Asadollah Mirza jumped into the conversation. “Wonderful, wonderful, congratulations! She’s a really, really nice girl! And what a fine family! What a beautiful and sensible girl! Apart from the fact that she had a husband, Shir Ali’s wife wasn’t at all fit to join your family. But Ma’mar Bashi’s daughter’s a very nice girl, I’ve seen her a couple of times at my sister’s house . . .”
Dear Uncle was ready to leave. “Well, farewell to you all, I’m on my way.”
And he started kissing everyone present.
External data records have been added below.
Issue #1466, opened 2023-02-25
Differ animations for buttom buttons across screens


elioqoshi:
While the slide and fade out animations feels quite crisp, it might look a bit more coherent with the buttom buttons (Go Back, Continue) not animating, as they are consistently at the same place. Them moving and being replaced by the same buttons feels rather awkward.

[Screencast from 2023-02-25 16-37-24.webm](https://user-images.githubusercontent.com/5436686/221368719-9f747d16-8660-4b8d-bf62-caba067d265a.webm)

jpnurmi:
The original idea was to smoothen the transition from "Continue" to a highlighted "Start installing" that can be double the size in some languages.

![image](https://user-images.githubusercontent.com/140617/221369020-d5c38bf9-b7c5-498e-a7a7-2d8e1ebf637d.png)
![image](https://user-images.githubusercontent.com/140617/221369024-968f7063-19c2-4fb4-8b24-8d8053880e05.png)

jpnurmi:
I must add that the page transitions were different back then. Flutter had some rather subtle vertical page transitions during the early days of the installer.

At some point, thanks to Android and Material design changes, the default page transitions were changed in Flutter. The new transitions felt out of place in the installer. We tried iOS-style horizontal slide transitions for a while but they had a bit too strong mobile phone feeling so we came up with the shorter horizontal transitions we have today.

That's the history. :)

elioqoshi:
Yeah I get that. Would it be possible to use different animations for these buttons than the content uses?

jpnurmi:
Yes, we can try different animations :)

jpnurmi:
I hope we don't need different animations now that the button sizes have been made stable and the bottom bar is no longer animated:
- https://github.com/canonical/ubuntu-desktop-installer/pull/1485

PR #1485, opened 2023-02-28
WizardPage: keep the bottom bar in place during page transitions

jpnurmi:
We're in the process of making sure buttons have consistent sizes between pages (#1487) so we don't need to (ab)use animations to hide the difference anymore.

Keeping the bottom bar in place during page transitions requires a lot fewer changes than implementing different animations for the buttons so I'd suggest we start with this. It looks and feels nice and natural, especially with all the button changes that are halfway through.

## Before

[Screencast from 2023-03-01 06-39-42.webm](https://user-images.githubusercontent.com/140617/222054587-8a9362e6-6d9f-42b6-97a2-ddd3b5bfe2d4.webm)

## After

[Screencast from 2023-03-01 06-38-17.webm](https://user-images.githubusercontent.com/140617/222054416-a2969043-cb55-42d1-93af-ac4c7a1d0d66.webm)

Ref: #1466

### DIFF
--- a/packages/ubuntu_wizard/lib/src/widgets/wizard_page.dart
+++ b/packages/ubuntu_wizard/lib/src/widgets/wizard_page.dart
@@ -115,26 +115,29 @@ class _WizardPageState extends State<WizardPage> {
             SizedBox(height: widget.contentSpacing),
           ],
         ),
-        bottomNavigationBar: Padding(
-          padding: widget.footerPadding,
-          child: Row(
-            children: [
-              _buildAction(context, leading) ?? const SizedBox.shrink(),
-              const Spacer(),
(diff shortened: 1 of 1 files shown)


jpnurmi:
Depends on #1484 to avoid conflicts.

jpnurmi:
@elioqoshi can we start with this easy and simple change? it feels great now that we have fixed the buttons. 🙂 we can always try adding some special animations for the buttons later if this doesn't feel right

elioqoshi (approved):

elioqoshi:
Yeah this is a great change as mentioned. Thanks for flagging again, I missed some issues in the last days with all that back and forth :D

d-loose (approved):
LGTM :+1:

At this moment Mash Qasem ran back into the garden from the street. He took Dear Uncle aside and whispered something to him in his ear. The color drained perceptibly from Dear Uncle’s face, but a moment later he puffed out his chest and in a rather loud voice said, “So what if he’s there?”
I guessed that Mash Qasem had told Dear Uncle that the Indian gentleman was out by the car. As he was going toward the garden door Dear Uncle told the children in a loud voice that he would bring them back a present of sohan, the local candy made in Qom, and to the adults he said that he would pray for them at the shrine.